Independence of the step-size and stochastic gradient ?

Question

Independence of the step-size and stochastic gradient ?

Algue-Rythme opened this issue 3 years ago · 2 comments

Dear authors,
Thanks for this work

According to the paper, Appendix F.1 in page 25: "To enforce independence of the step-size and stochastic gradient, we perform a backtracking line-search at the current iterate w_k using a mini-batch of examples that is independent of the mini-batch on which∇f_ik(w_k) is evaluated."

I am not sure if I understand well:

do you perform all the computations of Armijo line search with a batch i (and its gradient) to find learning rate Eta, before using Eta to perform gradient step with gradient of batch j ?

Because I read the implementation of Sls and it seems that you are using the same batch (x,y) for both the update and the Line Search, contrary to what specifies the paper. I understand because you are using closure() function to perform Armijo, and the last iterate of Armijo is actually used as final step (still using the same closure() function).

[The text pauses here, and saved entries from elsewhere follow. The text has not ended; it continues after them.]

Issue #19, opened 2024-03-21
Support multiple components and microgrids


cwasicki:
### What's needed?

In the initial version only a combination of one metric, component and microgrid ID each can be requested. The API supports arbitrary lists of microgrid-component IDs and metric IDs. This  functionality should be exposed.

In a first step, multiple metrics for a single component is implemented in https://github.com/frequenz-floss/frequenz-client-reporting-python/pull/26. Multiple components will be addressed separately.

### Proposed solution

The case of multiple metrics, components has been considered in the current design already and only needs to be exposed. First steps in this direction are addressed for multiple metrics in https://github.com/frequenz-floss/frequenz-client-reporting-python/pull/26.

### Additional context

The API requests the cross-combination of the elements in the list of `microgrid_components` and the elements in the list of `metrics`, which might not provide sufficient control over the combinations (e.g. too many or non-existing). For instance
```
metrics = [SOC, power]
microgrid_components = [ {MID, CID_meter}, {MID, CID_battery} ]
```
leads to 4 combinations.

_EDIT: For now we focus on exposing the signature as close to the underlying  API as possible and keep the following as potential future enhancements:_

Alternatively we could require the user to provide request data in the format
```
[[mid1, cid1, metric1], [mid2, cid2, metric2], ...]
```
and potentially have multiple requests whose output needs to be merged.

cwasicki:
Updated scope of this PR since multiple metrics are now addressed here: https://github.com/frequenz-floss/frequenz-client-reporting-python/pull/26.

cwasicki:
Updated issue description narrowing down the scope.

flora-hofmann-frequenz:
Closing issue after merging PR #39.

PR #39, opened 2024-04-19
Add support for multiple components and microgrids

flora-hofmann-frequenz:
A simple support for mutliple components and microgrids addressing Issue #19.

### DIFF
--- a/RELEASE_NOTES.md
+++ b/RELEASE_NOTES.md
@@ -10,5 +10,9 @@
 
 ## New Features
 
+* The client method `list_multiple_microgrid_components_data` is added to
+expose the functionality of supporting arbitrary lists of microgrid-component IDs
+and metric IDs. It is intended to be as close as possible on the gRPC function call.
+
 ## Bug Fixes
 
--- a/src/frequenz/client/reporting/_client.py
+++ b/src/frequenz/client/reporting/_client.py
@@ -158,6 +158,44 @@ class ReportingApiClient:
                 yield entry
 
     # pylint: disable=too-many-arguments
+    async def list_multiple_microgrid_components_data(
+        self,
+        *,
+        microgrid_components: list[tuple[int, list[int]]],
+        metrics: Metric | list[Metric],
+        start_dt: datetime,
+        end_dt: datetime,
+        page_size: int = 1000,
+    ) -> AsyncIterator[MetricSample]:
+        """Iterate over the data for multiple microgrids and components.
+
+        Args:
+            microgrid_components: List of tuples where each tuple contains
+                                  microgrid ID and corresponding component IDs.
+            metrics: The metric name or list of metric names.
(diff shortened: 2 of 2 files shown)


RELEASE_NOTES.md
```diff
@@ -4,9 +4,7 @@
 
 ## Upgrading
 
-* The `ReportingClient` is renamed to `ReportingApiClient`.
-
-* The client method `iterate_single_component` is renamed to `list_single_component_data`.
+* The client method `list_multiple_microgrid_components_data` is added.
```
cwasicki: * The exsisting upgrading hints should not be removed.
* Maybe add a bit more context that this is intended to be as close as possible on the gRPC function call.
* This is a new feature and not relevant for people upgrading to the next version.

src/frequenz/client/reporting/_client.py
```diff
@@ -157,6 +157,44 @@ async def list_single_component_data(
...
+            start_dt: The start date and time.
+            end_dt: The end date and time.
+            page_size: The page size.
+
+        Yields:
+            A named tuple with the following fields:
+            * timestamp: The timestamp of the metric sample.
+            * value: The metric value.
+        """
+        async for page in self._list_microgrid_components_data_pages(
```
cwasicki, line 188: Since we should be as close as possible to the original function, we should use the same arguments as for `_list_microgrid_components_data_pages`

cwasicki (changes requested):

src/frequenz/client/reporting/_client.py
flora-hofmann-frequenz: Meaning that I should use `microgrid_components: list[tuple[int, list[int]]]` instead of `microgrid_ids: list[int], component_ids: list[int]`?

cwasicki: Yes, because that reflects the data structure used in the underlying gRPC function.

src/frequenz/client/reporting/_client.py
```diff
@@ -157,6 +157,41 @@ async def list_single_component_data(
...
+                                  microgrid ID and corresponding component IDs.
+            metrics: The metric name or list of metric names.
+            start_dt: The start date and time.
+            end_dt: The end date and time.
+            page_size: The page size.
+
+        Yields:
+            A named tuple with the following fields:
+            * timestamp: The timestamp of the metric sample.
+            * value: The metric value.
```
cwasicki, line 186: The documentation should be like [here](https://github.com/frequenz-floss/frequenz-client-reporting-python/pull/39/files#diff-bc44ef8bfdafafc5ae638f3475097e7459739c5eda848f6954aa620b48f2e50aL73)

cwasicki (changes requested):
LGTM, just minor doc comment

cwasicki (approved):

PR #42, opened 2024-04-24
clear release notes for preparetion for v0.2.0 release

mhrrmk:


cwasicki (changes requested):
The release notes should only be cleared after the release.

Issue #22, opened 2024-03-21
Support for resampling option


cwasicki:
### What's needed?

The resampling should be exposed if it is supported by the service.

While the client should support any resolution, it needs to be decided whether the service supports these too. If the service only supports a pre-defined set of resolutions, the client has to be extended with resampling capabilities. 

In this case, exposing the service resampling and the client implementation can be done in two iterations.

### Additional context

https://github.com/frequenz-floss/frequenz-api-reporting/issues/19

flora-hofmann-frequenz:
PR #52 merged, thus close this issue.

PR #52, opened 2024-05-03
Expose resampling option

flora-hofmann-frequenz:
Addressing issue #22 by exposing the resampling option as an optional input.

### DIFF
--- a/examples/client.py
+++ b/examples/client.py
@@ -49,6 +49,7 @@ def main() -> None:
         help="End datetime in YYYY-MM-DDTHH:MM:SS format",
         required=True,
     )
+    parser.add_argument("--resolution", type=int, help="Resolution", default=None)
     parser.add_argument("--psize", type=int, help="Page size", default=100)
     parser.add_argument(
         "--display", choices=["iter", "df", "dict"], help="Display format", default="df"
@@ -61,6 +62,7 @@ def main() -> None:
             args.metrics,
             args.start,
             args.end,
+            args.resolution,
             page_size=args.psize,
             service_address=args.url,
             display=args.display,
@@ -68,13 +70,14 @@ def main() -> None:
     )
 
 
-# pylint: disable=too-many-arguments
+# pylint: disable=too-many-arguments, too-many-locals
 async def run(
     microgrid_id: int,
     component_id: int,
     metric_names: list[str],
     start_dt: datetime,
     end_dt: datetime,
+    resolution: int,
     page_size: int,
     service_address: str,
     display: str,
@@ -87,6 +90,7 @@ async def run(
         metric_names: list of metric names
         start_dt: start datetime
         end_dt: end datetime
+        resolution: resampling resolution in sec
         page_size: page size
         service_address: service address
         display: display format
@@ -112,6 +116,7 @@ async def run(
             metrics=metrics,
             start_dt=start_dt,
             end_dt=end_dt,
+            resolution=resolution,
             page_size=page_size,
         )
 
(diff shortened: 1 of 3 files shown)


examples/client.py
```diff
@@ -49,6 +49,7 @@ def main() -> None:
         help="End datetime in YYYY-MM-DDTHH:MM:SS format",
         required=True,
     )
+    parser.add_argument("--resolution", type=int, help="Resolution", default=1)
```
cwasicki: That can also be None, i.e. no resampling. I would also make this the default.

src/frequenz/client/reporting/_client.py
```diff
@@ -130,6 +133,7 @@ async def list_single_component_data(
         metrics: Metric | list[Metric],
         start_dt: datetime,
         end_dt: datetime,
+        resolution: int = 1,
```
cwasicki: Also here it can be `None` too, and I suggest to make this the default.

src/frequenz/client/reporting/_client.py
```diff
@@ -165,6 +171,7 @@ async def list_microgrid_components_data(
...
```
cwasicki: See above

src/frequenz/client/reporting/_client.py
```diff
@@ -203,6 +212,7 @@ async def _list_microgrid_components_data_pages(
         metrics: list[Metric],
         start_dt: datetime,
         end_dt: datetime,
+        resolution: int = 1,
```
cwasicki: I would remove the default here completely. (And for page size too IMO)

cwasicki (commented):
Just minor comments on default, otherwise LGTM.

Release notes are still missing.

src/frequenz/client/reporting/_client.py
```diff
@@ -235,8 +246,13 @@ def dt2ts(dt: datetime) -> PBTimestamp:
             end=dt2ts(end_dt),
         )
 
+        resampling_options = PBResamplingOptions(
+            resolution=resolution,
+        )
```
cwasicki: You could move this into [this line](https://github.com/frequenz-floss/frequenz-client-reporting-python/pull/52/files#diff-bc44ef8bfdafafc5ae638f3475097e7459739c5eda848f6954aa620b48f2e50aR255) to avoid the CI failure.

src/frequenz/client/reporting/_client.py
```diff
@@ -130,6 +133,7 @@ async def list_single_component_data(
         metrics: Metric | list[Metric],
         start_dt: datetime,
         end_dt: datetime,
+        resolution: Optional[int] = None,
```
cwasicki: You don't need the `Optional`, this can be `int | None`

src/frequenz/client/reporting/_client.py
```diff
@@ -6,7 +6,7 @@
 from collections import namedtuple
 from dataclasses import dataclass
 from datetime import datetime
-from typing import Any, AsyncIterator, Awaitable, Iterator, Type, cast
+from typing import Any, AsyncIterator, Awaitable, Iterator, Optional, Type, cast
```
cwasicki: The `Optional` can go.

src/frequenz/client/reporting/_client.py
```diff
@@ -203,7 +212,8 @@ async def _list_microgrid_components_data_pages(
         metrics: list[Metric],
         start_dt: datetime,
         end_dt: datetime,
-        page_size: int = 1000,
+        resolution: Optional[int],
```
cwasicki: One more `Optional` left.

cwasicki (changes requested):

src/frequenz/client/reporting/_client.py
flora-hofmann-frequenz: When I took it out yesterday, I got an error here: `return self._data_pb.pagination_info.next_page_token`

Now I tried it again, and the error's not there anymore? Sorry about that!
I have taken it out.

cwasicki (approved):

Is there anywhere else in the code where you used the trick of forcing indepandance between Eta and Gradient ?

Thank you very much

Answer 1 · 2021-10-08T10:43:17.000Z

Dear authors
@IssamLaradji
I am still interested in this topic and I would be glad if you could answer my concern.
Thank you

Answer 2 · 2023-04-18T01:29:50.000Z

Hi Algue,

Yes, your understanding of the implementation is right. The SLS is using the same batch (x,y) for both the update and the Line Search which is in line with the description of SLS in the paper. In the main paper, it is mentioned that the SLS is used on the same batch (x,y) that the gradients were computed. The closure is a proxy for loss_function and gives the loss the current parameter.

Regards,